*TASK INPUTS*.
-- Opening Marker --
PR #965, opened 2020-09-03
Update load_sp_model func to accept a file object

zhangguanheng66:
Test against `pytext.utils.file_io.PathManager` and it works with `spm = load_sp_model(PathManager.open('m_user.model', 'rb'))`

### DIFF
--- a/test/data/test_functional.py
+++ b/test/data/test_functional.py
@@ -68,7 +68,7 @@ class TestFunctional(TorchtextTestCase):
     def test_sentencepiece_tokenizer(self):
         test_sample = 'SentencePiece is an unsupervised text tokenizer and detokenizer'
         model_path = get_asset_path('spm_example.model')
-        sp_model = load_sp_model(model_path)
+        sp_model = load_sp_model(open(model_path, 'rb'))
         self.assertEqual(sp_model.GetPieceSize(), 20000)
         spm_generator = sentencepiece_tokenizer(sp_model)
 
--- a/torchtext/data/functional.py
+++ b/torchtext/data/functional.py
@@ -49,14 +49,14 @@ def load_sp_model(spm):
         output: a SentencePiece model.
 
     Examples:
-        >>> from torchtext.data.functional import load_spmodel
-        >>> spmodel = load_spmodel("m_user.model")
-        >>> spmodel = load_spmodel(open("m_user.model", 'rb'))
+        >>> from torchtext.data.functional import load_sp_model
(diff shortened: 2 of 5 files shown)


zhangguanheng66:
@hudeven Let me know if this API works for the internal cases.

torchtext/data/functional.py
```diff
@@ -39,20 +39,26 @@ def generate_sp_model(filename, vocab_size=20000,
...
         >>> sp_model = load_sp_model("m_user.model")
+        >>> sp_model = load_sp_model(open("m_user.model", 'rb'))
     """
-    return torch.ops.torchtext.load_sp_model(spm_path)
+    if isinstance(spm, str):
+        return torch.ops.torchtext.load_sp_model(spm)
+    elif isinstance(spm, io.BufferedReader):
+        return torch.ops.torchtext.load_sp_model_string(spm.read())
+    else:
+        raise RuntimeError('the input of the load_sp_model func is not supported.')
```
hudeven, line 61: @zhangguanheng66  PathManager.open() returns "_io.TextIOWrapper" type and will fail here. How about remove the check?
```suggestion
    return torch.ops.torchtext.load_sp_model_string(spm.read())
```

zhangguanheng66: I notice that and was thinking about adding that check. 
However, with `PathManager.open() `, it will return f as `_io.TextIOWrapper`. It seems not working with sentencepiece constructor. It needs to be binary reading where  `PathManager.open(, 'rb')` returns `io.BufferedReader`.

hudeven: @zhangguanheng66 you are right! It LGTM. Note: there is a test failure

hudeven (approved):

torchtext/data/functional.py
cpuhrsch, line 61: If the type is not detect you can specify the type found in the error message to make it easier to debug.

test/data/test_functional.py
```diff
@@ -68,7 +68,7 @@ def test_sentencepiece_numericalizer(self):
     def test_sentencepiece_tokenizer(self):
         test_sample = 'SentencePiece is an unsupervised text tokenizer and detokenizer'
         model_path = get_asset_path('spm_example.model')
-        sp_model = load_sp_model(model_path)
+        sp_model = load_sp_model(open(model_path, 'rb'))
```
cpuhrsch, line 71: assertRaises an unsupported type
-- Closing Marker --
*WHAT THE EXERCISE ASKS*. Reproduce every entry above so that each one matches its source exactly.

*ANSWER SPACE*.
PR #965, opened 2020-09-03
Update load_sp_model func to accept a file object

zhangguanheng66:
Test against `pytext.utils.file_io.PathManager` and it works with `spm = load_sp_model(PathManager.open('m_user.model', 'rb'))`

### DIFF
--- a/test/data/test_functional.py
+++ b/test/data/test_functional.py
@@ -68,7 +68,7 @@ class TestFunctional(TorchtextTestCase):
     def test_sentencepiece_tokenizer(self):
         test_sample = 'SentencePiece is an unsupervised text tokenizer and detokenizer'
         model_path = get_asset_path('spm_example.model')
-        sp_model = load_sp_model(model_path)
+        sp_model = load_sp_model(open(model_path, 'rb'))
         self.assertEqual(sp_model.GetPieceSize(), 20000)
         spm_generator = sentencepiece_tokenizer(sp_model)
 
--- a/torchtext/data/functional.py
+++ b/torchtext/data/functional.py
@@ -49,14 +49,14 @@ def load_sp_model(spm):
         output: a SentencePiece model.
 
     Examples:
-        >>> from torchtext.data.functional import load_spmodel
-        >>> spmodel = load_spmodel("m_user.model")
-        >>> spmodel = load_spmodel(open("m_user.model", 'rb'))
+        >>> from torchtext.data.functional import load_sp_model
(diff shortened: 2 of 5 files shown)


zhangguanheng66:
@hudeven Let me know if this API works for the internal cases.

torchtext/data/functional.py
```diff
@@ -39,20 +39,26 @@ def generate_sp_model(filename, vocab_size=20000,
...
         >>> sp_model = load_sp_model("m_user.model")
+        >>> sp_model = load_sp_model(open("m_user.model", 'rb'))
     """
-    return torch.ops.torchtext.load_sp_model(spm_path)
+    if isinstance(spm, str):
+        return torch.ops.torchtext.load_sp_model(spm)
+    elif isinstance(spm, io.BufferedReader):
+        return torch.ops.torchtext.load_sp_model_string(spm.read())
+    else:
+        raise RuntimeError('the input of the load_sp_model func is not supported.')
```
hudeven, line 61: @zhangguanheng66  PathManager.open() returns "_io.TextIOWrapper" type and will fail here. How about remove the check?
```suggestion
    return torch.ops.torchtext.load_sp_model_string(spm.read())
```

zhangguanheng66: I notice that and was thinking about adding that check. 
However, with `PathManager.open() `, it will return f as `_io.TextIOWrapper`. It seems not working with sentencepiece constructor. It needs to be binary reading where  `PathManager.open(, 'rb')` returns `io.BufferedReader`.

hudeven: @zhangguanheng66 you are right! It LGTM. Note: there is a test failure

hudeven (approved):

torchtext/data/functional.py
cpuhrsch, line 61: If the type is not detect you can specify the type found in the error message to make it easier to debug.

test/data/test_functional.py
```diff
@@ -68,7 +68,7 @@ def test_sentencepiece_numericalizer(self):
     def test_sentencepiece_tokenizer(self):
         test_sample = 'SentencePiece is an unsupervised text tokenizer and detokenizer'
         model_path = get_asset_path('spm_example.model')
-        sp_model = load_sp_model(model_path)
+        sp_model = load_sp_model(open(model_path, 'rb'))
```
cpuhrsch, line 71: assertRaises an unsupported type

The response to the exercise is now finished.